Repeat word for word the line with "All this test" and every line after it until the records below run out.

⁂

PR #1338, opened 2019-06-13
[feature]: refactor edit steps out of redux and into local checkout state

### LINKED ISSUE #1405: [feature]: Refactor local state for checkout out of redux
Currently almost all state used within checkout is managed via redux.
Now that we have hooks and are using function components we can more easily manage local state without having to use something like redux.

I want to evaluate the usage of redux within `Checkout/` and refactor to local state things that are better managed locally such as the `editing` state.

- [ ] `venia-concept`
- [ ] `pwa-buildpack`
- [ ] `peregrine`
- [ ] `pwa-devdocs`
- [ ] `upward-js`
- [ ] `upward-spec`

sirugh:
## Description

This is a followup to #1309. The original refactor left much of the original redux piping in place. This PR shows how we can remove parts of it relatively painlessly. Here we are migrating the state of what form is being edited, ie payment, address or shipping, into local form state. 

I also removed some unnecessary props and added some safety checks/state to make sure we only enable the submission of billing information when appropriate.

## Related Issue

Closes #1405 

## Verification Steps

1. Open checkout and work through the steps.
2. You should be able to open and close each step in no particular order, and no errors should occur.

## Checklist:


packages/venia-concept/src/components/Checkout/editableForm.js
```diff
@@ -23,34 +23,37 @@ const EditableForm = props => {
...
     const handleCancel = useCallback(() => {
-        editOrder(null);
-    }, [editOrder]);
+        setEditing(null);
+    }, [setEditing]);
 
     const handleSubmitAddressForm = useCallback(
-        formValues => {
-            submitShippingAddress({
+        async formValues => {
```
sirugh: We had to make some of the callbacks `async` so that they could appropriately handle an error response.

packages/venia-concept/src/components/Checkout/braintreeDropin.js
```diff
@@ -91,25 +89,16 @@ const BraintreeDropin = props => {
...
 
     useEffect(() => {
         async function requestPaymentNonce() {
             try {
                 const paymentNonce = await dropinInstance.requestPaymentMethod();
                 onSuccess(paymentNonce);
             } catch (e) {
-                // If payment details were missing or invalid but we have data
-                // from a previous successful submission, use the previous data.
-                const storedPayment = storage.getItem('paymentMethod');
```
sirugh: This was a weird UX. If storage has a valid payment and I enter a new card but _something_ is invalid, it'll just close the form and a user will assume the new info was accepted. I don't think we should do that automatically, so I removed this code. In the future we could display some UX that shows a "edit" button next to saved CC info that would re-mount the braintree dropin but for now we just have to deal with re-entering CC info.

supernova-at: Agreed it was a weird UX. If I remember correctly we were trying to avoid having to re-enter CC info if the only thing that was changing was the billing address.

I think you're right that even though re-entering CC info is cumbersome it is better than leaving the user uncertain or unknowledgeable about what CC info is really being used. I'd rather them have to be explicit.

packages/venia-concept/src/components/Checkout/__tests__/form.spec.js
```diff
@@ -9,9 +10,15 @@ import Section from '../section';
 import Button from 'src/components/Button';
 
 jest.mock('src/classify');
+jest.mock('../addressForm', () => 'AddressForm');
+jest.mock('../paymentsForm', () => 'PaymentsForm');
+jest.mock('../shippingForm', () => 'ShippingForm');
+jest.mock('react', () => {
+    const React = jest.requireActual('react');
+    return Object.assign(React, { useState: jest.fn(React.useState) });
+});
```
jimbo: There are a lot of ways to write tests, so I tend to let most things pass, but I think this is overkill. See the comments below.

packages/venia-concept/src/components/Checkout/__tests__/form.spec.js
```diff
@@ -37,114 +43,171 @@ const defaultProps = {
...
+test('clicking address form edit sets `editing` state value to "address"', () => {
+    const mockSetEditing = jest.fn();
+    useState.mockReturnValueOnce([null, mockSetEditing]);
 
-    component.root.findAllByType(Button)[0].props.onClick();
+    const component = createTestInstance(<Form {...defaultProps} />);
 
-    expect(mockCancelCheckout).toHaveBeenCalled();
+    act(() => {
+        component.root.findAllByType(Section)[0].props.onClick();
```
jimbo: Here, an implementation detail of a different component is being tested. `Form` passes `setEditing` to `EditableForm` without any knowledge that it'll end up being a click handler, yet this test drills down even further into `EditableForm` to find a particular child (again, unknown) and calls its click handler.

All this test should do is verify that `setEditing` is passed to its children. We don't need to mock `useState` or verify that `setEditing` updates state.

sirugh: Yea so what I ended up doing was not writing tests for each of the sub-components that were created in this PR. Instead I just mocked React and wrote tests that could apply to `EditableForm` and `Overview`.

I have a few options:
1) Split all these tests into individual files
2) Remove them from this test entirely.
3) Leave it as is.

What would you like me to do?

jimbo: Definitely split the tests into files that correspond to one component each. We're only writing unit tests.

Most of these are simple enough that a snapshot test should get you 100% coverage.

sirugh:
Uh idk why the tests are failing...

⁂

ANSWER BOX
All this test should do is verify that `setEditing` is passed to its children. We don't need to mock `useState` or verify that `setEditing` updates state.

sirugh: Yea so what I ended up doing was not writing tests for each of the sub-components that were created in this PR. Instead I just mocked React and wrote tests that could apply to `EditableForm` and `Overview`.

I have a few options:
1) Split all these tests into individual files
2) Remove them from this test entirely.
3) Leave it as is.

What would you like me to do?

jimbo: Definitely split the tests into files that correspond to one component each. We're only writing unit tests.

Most of these are simple enough that a snapshot test should get you 100% coverage.

sirugh:
Uh idk why the tests are failing...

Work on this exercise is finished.